PR #2477, opened 2026-05-23
[codex] Respect plugin-owned hooks without overwriting user surfaces

joshvera:
## Note

Hey @Yeachan-Heo, didn't really mean to open this against upstream, but given clawdbot seems receptive, here it is against the dev branch!

## Summary

- Treat existing `hooks.json` as user-owned when plugin-scoped hooks are enabled.
- Preserve symlinked `AGENTS.md` during plugin-mode cleanup so dotfiles-managed installs are not removed.
- Strip stale managed hook trust-state tables for the old setup-owned hook path during plugin-mode setup.

## Root cause

`omx doctor` checked setup-owned `hooks.json` before recognizing that plugin mode with `plugin_hooks = true` validates hooks through the plugin cache. If a user kept their own `~/.codex/hooks.json` entry, doctor reported missing OMX-managed native coverage even though plugin-scoped hook coverage was correct.

## Validation

- `npm run build`
- `npm run lint`
- `npm run check:no-unused`
- `node --test dist/config/__tests__/generator-idempotent.test.js dist/cli/__tests__/doctor-warning-copy.test.js`
- `node --test --test-name-pattern 'preserves symlinked user-scope AGENTS.md during plugin-mode cleanup' dist/cli/__tests__/setup-agents-overwrite.test.js`
- Local `omx setup --force` followed by `omx doctor` reports `16 passed, 0 warnings, 0 failed`.

### DIFF
--- a/src/cli/__tests__/doctor-warning-copy.test.ts
+++ b/src/cli/__tests__/doctor-warning-copy.test.ts
@@ -835,6 +835,75 @@ OMX_LORE_COMMIT_GUARD = "truee"
 		}
 	});
 
+	it("accepts plugin-scoped native hooks when hooks.json contains user-owned hooks", async () => {
+		const wd = await mkdtemp(join(tmpdir(), "omx-doctor-plugin-scoped-hooks-user-"));
+		try {
+			const home = join(wd, "home");
+			const codexDir = join(home, ".codex");
+			await mkdir(join(wd, ".omx"), { recursive: true });
+			await mkdir(codexDir, { recursive: true });
+			const cacheDir = await installPluginCacheFixture(codexDir);
+			await writeFile(
+				join(wd, ".omx", "setup-scope.json"),
+				`${JSON.stringify({ scope: "user", installMode: "plugin", mcpMode: "none" }, null, 2)}\n`,
+			);
+			await writeFile(
+				join(codexDir, "config.toml"),
+				[
+					"plugin_hooks = true",
+					"goals = true",
+					"",
+					"[marketplaces.oh-my-codex-local]",
+					'source_type = "local"',
+					`source = ${JSON.stringify(repoRoot())}`,
+					"",
+					'[plugins."oh-my-codex@oh-my-codex-local"]',
+					"enabled = true",
+					"",
+				].join("\n"),
+			);
+			await writeFile(
+				join(codexDir, "hooks.json"),
+				JSON.stringify(
+					{
+						hooks: {
+							Stop: [
+								{
+									hooks: [
+										{
+											type: "command",
+											command: "/usr/bin/python3 /tmp/user-notify.py",
+											timeout: 5,
+										},
+									],
+								},
+							],
+						},
+					},
+					null,
+					2,
+				),
+			);
+
+			const res = runOmx(wd, ["doctor"], {
+				HOME: home,
+				CODEX_HOME: codexDir,
+			});
+			if (shouldSkipForSpawnPermissions(res.error)) return;
+			assert.equal(res.status, 0, res.stderr || res.stdout);
+			assert.match(
+				res.stdout,
+				new RegExp(
+					`\\[OK\\] Native hooks: plugin-scoped hooks are enabled; existing hooks\\.json at .*\\.codex[\\/]+hooks\\.json is treated as user-owned because plugin-scoped hooks are enabled, and plugin cache native hook coverage smoke passed via ${join(cacheDir, "hooks", "hooks.json").replace(/[.*+?^${}()|[\]\\]/g, "\\$&")}`,
+				),
+			);
+			assert.doesNotMatch(res.stdout, /hooks\.json is missing OMX-managed coverage/);
+			assert.doesNotMatch(res.stdout, /run "omx setup --force" to restore native hooks/);
+		} finally {
+			await rm(wd, { recursive: true, force: true });
+		}
+	});
+
 	it("warns when hooks.json is missing OMX-managed native hook coverage", async () => {
 		const wd = await mkdtemp(join(tmpdir(), "omx-doctor-hooks-coverage-"));
 		try {
--- a/src/cli/__tests__/setup-agents-overwrite.test.ts
+++ b/src/cli/__tests__/setup-agents-overwrite.test.ts
@@ -1,6 +1,6 @@
 import { describe, it } from 'node:test';
 import assert from 'node:assert/strict';
-import { mkdtemp, mkdir, readFile, rm, writeFile } from 'node:fs/promises';
+import { mkdtemp, mkdir, readFile, readlink, rm, symlink, writeFile } from 'node:fs/promises';
 import { existsSync, readFileSync } from 'node:fs';
 import { join } from 'node:path';
 import { tmpdir } from 'node:os';
@@ -296,6 +296,40 @@ describe('omx setup AGENTS refresh behavior', () => {
       assert.doesNotMatch(output, /Refreshed AGENTS\.md model capability table/);
       assert.equal(await readFile(join(wd, 'AGENTS.md'), 'utf-8'), existing);
       assert.equal(existsSync(join(wd, '.omx', 'backups', 'setup')), false);
+    } finally {
+      restoreHome();
+      restoreTty();
+      await rm(wd, { recursive: true, force: true });
+    }
+  });
+
+  it('preserves symlinked user-scope AGENTS.md during plugin-mode cleanup', async () => {
+    const wd = await mkdtemp(join(tmpdir(), 'omx-setup-plugin-agents-symlink-'));
+    const restoreTty = setMockTty(false);
+    const home = join(wd, 'home');
+    const restoreHome = setMockHome(home);
+    const dotfilesAgentsPath = join(wd, 'dotfiles', '.codex', 'AGENTS.md');
+    const codexAgentsPath = join(home, '.codex', 'AGENTS.md');
+    try {
+      await mkdir(join(wd, '.omx', 'state'), { recursive: true });
+      await mkdir(join(wd, 'dotfiles', '.codex'), { recursive: true });
+      await mkdir(join(home, '.codex'), { recursive: true });
+      await writeFile(
+        dotfilesAgentsPath,
+        addGeneratedAgentsMarker('# oh-my-codex - Intelligent Multi-Agent Orchestration\n\nDotfiles-owned guidance.\n'),
+      );
+      await symlink(dotfilesAgentsPath, codexAgentsPath);
+
+      const output = await runSetupWithCapturedLogs(wd, {
+        scope: 'user',
+        installMode: 'plugin',
+        force: true,
+      });
+
+      assert.match(output, /AGENTS\.md generation skipped; no legacy OMX-generated AGENTS\.md found and defaults not selected\./);
+      assert.equal(await readlink(codexAgentsPath), dotfilesAgentsPath);
+      assert.match(await readFile(codexAgentsPath, 'utf-8'), /Dotfiles-owned guidance\./);
+      assert.match(output, /agents_md: updated=0, unchanged=0, backed_up=0, skipped=1, removed=0/);
     } finally {
       restoreHome();
       restoreTty();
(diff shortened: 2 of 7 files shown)


Yeachan-Heo:
Thanks for the quick re-open against `dev` @joshvera 🦞

I've approved the cross-repo CI run (it was paused on `action_required` since this is your first PR to the repo). The full lane should kick off momentarily — you'll see Build / Typecheck / Lint / Test (Node 20 lanes) / Coverage / Rust lanes etc. fill in.

Once CI is green I'll spin up an OMC review session. The change set looks tight from a quick scan (the three-part hooks/AGENTS.md/trust-state interaction is well-scoped), but the actual review needs to verify:

- the user-owned vs OMX-managed `hooks.json` discrimination doesn't regress the existing plugin-mode `omx setup --force` idempotency tests
- the symlinked AGENTS.md preservation handles the edge case where the symlink target lives outside the user's home (dotfiles-managed installs sometimes do this)
- the stale-trust-state strip is bounded to the old setup-owned hook path and doesn't reach into unrelated trust tables

If CI surfaces anything, I'll comment here. Otherwise the next ping will be either the review verdict or a merge.

—

Yeachan-Heo:
## Review — PR #2477 (work-stream: external contributor first PR)

**Verdict:** APPROVE

**Summary**: When plugin mode with `plugin_hooks = true` is enabled and the user keeps their own `~/.codex/hooks.json`, doctor previously reported missing OMX-managed native hook coverage because the plugin-scoped check was gated behind `!existsSync(hooksPath)`. This PR lifts the plugin-scoped hook check to run *before* checking hooks.json existence, preserves symlinked AGENTS.md during plugin-mode cleanup, and strips orphaned managed hook trust-state tables for the old setup-owned hook path.

### Risk Checklist
- **R1 Idempotency**: PASS — `stripManagedCodexHookTrustState` first strips fenced blocks then orphaned tables for the given `hooksPath`. On second run with no orphans, the strip is a no-op. The new test "removes orphaned managed hook trust-state tables for the setup hooks path" validates this and confirms valid TOML output.
- **R2 Non-plugin regression**: PASS — All three change sites are gated on plugin mode: doctor's early check requires `context.installMode === "plugin"`, `applyPluginModeHooksConfig` is only called from plugin-mode setup, and `cleanupPluginModeLegacyAgentsMd` is only called from plugin-mode cleanup. The `stripManagedCodexHookTrustState` signature change defaults `options = {}`, so existing callers without `hooksPath` (4 of 5 call sites) get unchanged behavior.
- **R3 AGENTS.md symlink edge cases**: PASS — Broken symlink: `existsSync` returns false for broken symlinks, so the function returns `false` at the first guard without removing anything. Symlink outside home: `lstat` doesn't follow symlinks; if the inode is a symlink regardless of target location, it returns `false` and preserves. Both edge cases are handled correctly by the code logic, though the test only covers the valid-symlink case.
- **R4 Trust-state strip bounds**: PASS — `stripOrphanedManagedCodexHookTrustState` constructs headers matching ONLY `[hooks.state."<hooksPath>:<eventLabel>:0:0"]` for the 7 known event labels. The test explicitly verifies `custom:/hooks.json:stop:0:0` is preserved while `/tmp/codex/hooks.json:*` tables are stripped.
- **R5 User-owned hooks.json heuristic**: PASS — The heuristic is: if `plugin_hooks = true` in config.toml AND `hooks.json` exists at the setup hooks path → treat as user-owned. This is robust because when plugin_hooks is enabled, hooks are delivered through the plugin cache, not through setup-owned hooks.json. Any existing hooks.json is either user-owned or stale OMX state (harmless in both cases since plugin cache coverage is validated separately).
- **R6 Trust-state strip reversibility**: PASS — Trust state in config.toml is backed up by `ensureBackup` before modification during setup. Even without the backup, trust state can be regenerated via `omx setup --force`.
- **R7 Tests cover fix surface**: PASS — (1) doctor test exercises the exact bug path: hooks.json exists with user-owned hooks + plugin_hooks=true → verifies OK message with "treated as user-owned". (2) setup test exercises symlink preservation → verifies symlink target and content unchanged. (3) generator test exercises orphaned trust-state strip → verifies managed tables removed while user tables preserved.
- **R8 Naming hygiene**: PASS — `MANAGED_CODEX_HOOK_EVENT_LABELS`, `stripOrphanedManagedCodexHookTrustState`, `setupHooksPathDescription` are clear and consistent with existing conventions. No TODOs/FIXMEs. `lstat` import addition is clean.

### Validation
- `npm run build`: pass
- `npm run lint:deps`: N/A (script does not exist in this repo; equivalent `check:no-unused` was run by the PR author)
- `npm run typecheck` (`npx tsc --noEmit`): pass (zero errors)
- PR-claimed tests: **89 pass, 0 fail** across generator-idempotent, doctor-warning-copy, setup-agents-overwrite
- Regression-adjacent test: `codex-hooks.test.js` — **24 pass, 0 fail**

### Findings
**Blocking** (must address before merge):
- None.

**Non-blocking observations** (nice-to-have, not required):
- The AGENTS.md symlink test only covers the happy path (valid symlink within temp dir). The broken-symlink and outside-home-symlink edge cases are handled correctly by code logic (`existsSync` + `lstat`), but explicit test cases would strengthen the contract if this area sees future churn.
- The `OMX_HOOK_TRUST_END_MARKER` stripping in `stripOrphanedManagedCodexHookTrustState` is unconditional (strips all stray end markers, not just ones tied to `hooksPath`). This is correct post-fenced-block-strip but worth a sentence in a code comment if someone later reads the function in isolation.

### Recommendation
Merge as-is. The three-part change is well-scoped and correctly fixes the interaction between user-owned hooks.json and plugin-scoped hook validation. All risk items pass, validation is clean, and the backward compatibility of the `stripManagedCodexHookTrustState` signature is verified across all 5 call sites. The two non-blocking observations are cosmetic and can be addressed in a follow-up if desired.

—

Yeachan-Heo:
## Re-review — PR #2477 (second commit on top of v1 APPROVE)

**Verdict (second commit only):** APPROVE
**Combined PR verdict:** APPROVE

**Second-commit summary**: `03b213db` replaces the key-name-based orphan stripping introduced in the first commit with a proof-of-ownership model. Trust-state tables matching a managed key are now only stripped when the body contains exactly the generated `trusted_hash` and no user metadata (extra keys, comments). When a same-key conflict is detected (user-modified content), the existing table is preserved and the generated duplicate is suppressed via `preservedConflictKeys` flow. This directly addresses the v1 non-blocking observation about plugin-mode `hooks.json` being user-owned state.

### Risk Checklist (second commit)
- **R1 Scope creep**: PASS — Every new helper (`decodeTomlBasicString`, `parseHooksStateHeader`, `isTomlTableHeader`, `isExactlyManagedHookTrustBody`, `stripProofManagedCodexHookTrustStateTables`, `renderManagedCodexHookTrustToml`, `buildManagedCodexHookTrustStateForConfig`) directly supports the proof-based ownership model. All removed functions (`MANAGED_CODEX_HOOK_EVENT_LABELS`, `stripOrphanedManagedCodexHookTrustState`, `managedCodexHookTrustStateHeaders`, `stripUnfencedManagedCodexHookTrustState`) are replaced, not tangentially cleaned up. No scope creep.
- **R2 Call-site compatibility**: PASS — `stripManagedCodexHookTrustState` signature changed from `{ hooksPath?: string }` to `{ managedTrustState?: ManagedCodexHookTrustStateMap }`. All callers verified at commit 2: `setup.ts:1569` updated to pass `{ managedTrustState }`, `setup.ts:1720` passes no options (unchanged behavior — fenced-block-only stripping for cleanup path), `generator.ts` internal callers (`upsertManagedCodexHookTrustState`, `buildMergedConfig`) use the new `WithResult` variant. `getOmxTablesBlock` gained `excludedHookTrustStateKeys` parameter with default `new Set()` — sole caller `buildMergedConfig` was updated. No dangling references to removed functions.
- **R3 v1 risk-checklist preservation**: PASS — (v1-R1 Idempotency) proof-based strip is idempotent: matched tables stripped, no matches on re-run. (v1-R2 Non-plugin regression) `setup.ts` changes remain plugin-gated; `buildMergedConfig` behavior equivalent for non-plugin since managed trust state is built from same source. (v1-R3 AGENTS.md symlink) Untouched by this commit. (v1-R4 Trust-state strip bounds) IMPROVED — requires hash proof, not just key matching. (v1-R5 User-owned hooks.json heuristic) Untouched. (v1-R6 Reversibility) Still backed by `ensureBackup` + `omx setup --force`. (v1-R7 Test coverage) IMPROVED — 4 new test groups. (v1-R8 Naming) New names consistent.
- **R4 New test quality**: PASS — `setup-install-mode.test.ts` adds an integration test that creates real temp dirs, writes real `hooks.json` + `config.toml`, calls real `setup({ scope: "user", installMode: "plugin" })`, and verifies: `plugin_hooks=true` set, user trust hash preserved, user extra keys preserved, no duplicate tables, valid TOML output. Exercises the full setup path through proof-based stripping — not overly mocked.
- **R5 idempotent test expansion**: PASS — 125 lines add: (1) updated orphan test using real generated hashes instead of fakes, (2) "preserves same-key user hook trust state and suppresses generated duplicates" via `upsertManagedCodexHookTrustState`, (3) "preserves unproven same-key hook trust-state tables" with 6 edge-case fixtures (missing hash, malformed hash, extra assignment, body comment, inline body comment, inline header comment), (4) "does not remove unfenced tables without proof map" ensuring backward-compatible no-options path. All directly load-bearing for trust-state-protection claim.
- **R6 Trust-state reversibility/safety**: PASS — Fenced blocks are still stripped unconditionally (unchanged). Proof-based stripping applies ONLY to unfenced/orphaned tables. If OMX updates change hook hashes, old unfenced managed tables won't match and will be conservatively preserved — the user can re-run `omx setup --force` to regenerate. This is strictly safer than the v1 key-name-based approach, which could accidentally strip user-authored trust state that happened to share a managed key pattern.
- **R7 Naming/structure**: PASS — `stripProofManagedCodexHookTrustStateTables` uses "Proof" prefix to distinguish from fenced-block stripping; `isExactlyManagedHookTrustBody` communicates strictness via "Exactly". No dead code detected — all new functions are called. No asymmetric helpers.
- **R8 Performance/IO**: PASS — `decodeTomlBasicString` calls `TOML.parse()` per hooks.state header, but there are typically <10 such headers per config. No extra disk reads/writes — all proof-based stripping operates on in-memory strings.

### Validation
- `npm run build`: pass
- `npx tsc --noEmit`: pass (zero errors)
- New + claimed tests: **148 pass, 0 fail** across 6 suites (generator-idempotent, setup-install-mode, doctor-warning-copy, setup-agents-overwrite)
- Regression-adjacent (`codex-hooks.test.js`): **24 pass, 0 fail**

### Findings
**Blocking** (must address before merge):
- None.

**Non-blocking observations**:
1. Stray `# End OMX-owned Codex hook trust state` markers (outside fenced blocks) are no longer stripped by the proof-based path. The v1 code explicitly removed them as a side effect of `stripOrphanedManagedCodexHookTrustState`. These are harmless TOML comments, so this is a cosmetic-only behavior change — but worth noting if anyone inspects generated configs for marker cleanliness.
2. If OMX updates change hook hashes between versions, unfenced managed trust-state tables from the old version won't be recognized as managed (hash mismatch) and will be conservatively preserved until `omx setup --force`. This is the safer default but could confuse users who expect trust state to auto-refresh. A targeted migration note in a future changelog would help.

### Recommendation
Merge as-is. The second commit directly addresses the v1 review's non-blocking observation about plugin-mode `hooks.json` being user-owned state. The proof-based ownership model is a strict improvement over key-name-based stripping: it eliminates false positives (user-authored tables with managed key patterns) while maintaining the same aggressive stripping for provably-managed state. The `preservedConflictKeys` flow correctly prevents duplicate regeneration. All risk items pass, validation is clean, and test coverage is comprehensive with 148 passing tests including 6 edge-case fixtures for the proof boundary.

—

Yeachan-Heo:
Merged into \`dev\` 🦞 — both commits landed cleanly with CI green across all lanes. Thanks for the careful split (key-name strip → proof-of-ownership refactor); it made re-review trivial. The plugin-mode hooks path is now safe for users keeping their own \`~/.codex/hooks.json\`.

—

> EXERCISE PROMPT
Where the data above reaches the line holding "Merge as-is. The three-part", begin printing, and stop after the line holding "PR verdict:** APPROVE". Each line must be reproduced exactly, with nothing else added.

> WRITTEN SOLUTION
Merge as-is. The three-part change is well-scoped and correctly fixes the interaction between user-owned hooks.json and plugin-scoped hook validation. All risk items pass, validation is clean, and the backward compatibility of the `stripManagedCodexHookTrustState` signature is verified across all 5 call sites. The two non-blocking observations are cosmetic and can be addressed in a follow-up if desired.

—

Yeachan-Heo:
## Re-review — PR #2477 (second commit on top of v1 APPROVE)

**Verdict (second commit only):** APPROVE
**Combined PR verdict:** APPROVE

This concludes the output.